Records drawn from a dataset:
--- START ---

PR #1485, opened 2026-04-03
Distributed Compaction [RFC]

ryandielhenn:
## Summary

This RFC proposes distributed compaction for SlateDB. A Coordinator (scheduler + manifest committer) is separated from one or more stateless Workers that claim and execute jobs. Workers use optimistic concurrency on the existing .compactions file (RFC-0013) to claim work; the coordinator handles failure detection via heartbeat timeouts and is the only process that commits manifest updates. No external dependencies are added.

Looking for early feedback on the overall design and open questions.

#1165 

## Checklist

- [ ] Small, scoped PR (< 500 total lines excluding tests); or opened as Draft with a plan on how to break it into smaller pieces
- [x] Linked related issue(s) or added context in the description
- [ ] Self-reviewed the diff; added comments for tricky parts
- [ ] Tests added/updated and passing locally
- [ ] Ran `cargo fmt`, `cargo clippy --all-targets --all-features`, and `cargo nextest run --all-features`
- [ ] Called out any breaking changes and provided migration notes
- [ ] Considered performance impact; added notes or benchmarks if relevant

Thank you for the review! 🙏

PR #1529, opened 2026-04-11
fix(compactor): keep db open on takeover

### LINKED ISSUE #1119: Starting a standalone compactor should not make a `Db` panic

Right now, starting a standalone compactor makes the writer instance panic:

```
thread 'tokio-runtime-worker' (338785) panicked at /root/.cargo/git/checkouts/slatedb-a6e73982df30678a/7991703/slatedb/src/compactor.rs:512:18:
fatal error loading manifest: Fenced
2025-12-18T14:24:23.759258Z ERROR slatedb::dispatcher: background task panicked unexpectedly. [task_name=compactor, error=BackgroundTaskPanic("compactor"), panic=Some("fatal error loading manifest: Fenced")]
2025-12-18T14:24:23.759368Z ERROR slatedb::dispatcher: background task failed [name=compactor, error=BackgroundTaskPanic("compactor"), panic=None]
```

The new compactor should gracefully take over the one associated with the writer.

kumarUjjawal:
## Summary

  Fixes #1119.

When a standalone compactor starts against a DB that already has anembedded compactor, the embedded compactor was getting fenced and bringing the whole DB down. This change keeps the DB open in that case, while keeping the old standalone compactor behavior when ownership is lost to another standalone compactor.

## Changes

  - add a separate fence policy for embedded and standalone compactors
  - make the embedded compactor stop and go idle on `Fenced` instead of
    closing the DB
  - keep standalone compactor fencing behavior unchanged so it still
    returns `Fenced` when replaced
  - add tests for embedded compactor fencing during polling and compaction
    completion
  - extend the takeover regression test to verify the DB stays open, L0
    data is still compacted by the standalone compactor, and reads still
    work after takeover

## Notes for Reviewers

- LLM agent was used for this pr and reviewed and guided by me

## Checklist

Thank you for the review! 🙏

### DIFF
--- a/slatedb/src/compactor.rs
+++ b/slatedb/src/compactor.rs
@@ -507,7 +507,7 @@ impl MessageHandler<CompactorMessage> for CompactorEventHandler {
 
         match result {
             Err(SlateDBError::Fenced) if self.degrade_on_fence => {
-                self.handle_fence().await?;
+                self.degrade_fence().await?;
                 Ok(())
             }
             other => other,
@@ -567,7 +567,7 @@ impl CompactorEventHandler {
         &mut self.state_writer.state
     }
 
-    async fn handle_fence(&mut self) -> Result<(), SlateDBError> {
+    async fn degrade_fence(&mut self) -> Result<(), SlateDBError> {
         if self.fenced {
             return Ok(());
         }
--- a/slatedb/src/compactor.rs
+++ b/slatedb/src/compactor.rs
@@ -358,6 +358,7 @@ impl Compactor {
             self.rand.clone(),
             self.stats.clone(),
             self.system_clock.clone(),
+            false,
         )
         .await?;
         self.task_executor
@@ -434,6 +435,8 @@ pub(crate) struct CompactorEventHandler {
     rand: Arc<DbRand>,
     stats: Arc<CompactionStats>,
     system_clock: Arc<dyn SystemClock>,
+    degrade_on_fence: bool,
+    fenced: bool,
 }
 
 #[async_trait]
@@ -452,19 +455,32 @@ impl MessageHandler<CompactorMessage> for CompactorEventHandler {
     }
 
     async fn handle(&mut self, message: CompactorMessage) -> Result<(), SlateDBError> {
-        match message {
-            CompactorMessage::LogStats => self.handle_log_ticker(),
-            CompactorMessage::PollManifest => self.handle_ticker().await?,
+        if self.fenced {
+            return Ok(());
+        }
+
+        let result = match message {
+            CompactorMessage::LogStats => {
+                self.handle_log_ticker();
+                Ok(())
+            }
+            CompactorMessage::PollManifest => self.handle_ticker().await,
             CompactorMessage::CompactionJobFinished { id, result } => {
-                match result {
-                    Ok(sr) => self.finish_compaction(id, sr).await?,
+                let finish_result = match result {
+                    Ok(sr) => self.finish_compaction(id, sr).await,
                     Err(err) => {
                         error!("error executing compaction [error={:#?}]", err);
-                        self.finish_failed_compaction(id).await?;
+                        self.finish_failed_compaction(id).await
                     }
+                };
+
+                match finish_result {
+                    Ok(()) => match self.maybe_schedule_compactions().await {
+                        Ok(()) => self.maybe_start_compactions().await,
+                        Err(err) => Err(err),
+                    },
+                    Err(err) => Err(err),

--- END ---

## GOAL OF THE EXERCISE
The range runs from the line above containing "-567,7 +567,7 @@" to the line containing "-434,6 +435,8 @@", inclusive. Restate those lines word for word and no others.

## EXERCISE OUTPUT
@@ -567,7 +567,7 @@ impl CompactorEventHandler {
         &mut self.state_writer.state
     }
 
-    async fn handle_fence(&mut self) -> Result<(), SlateDBError> {
+    async fn degrade_fence(&mut self) -> Result<(), SlateDBError> {
         if self.fenced {
             return Ok(());
         }
--- a/slatedb/src/compactor.rs
+++ b/slatedb/src/compactor.rs
@@ -358,6 +358,7 @@ impl Compactor {
             self.rand.clone(),
             self.stats.clone(),
             self.system_clock.clone(),
+            false,
         )
         .await?;
         self.task_executor
@@ -434,6 +435,8 @@ pub(crate) struct CompactorEventHandler {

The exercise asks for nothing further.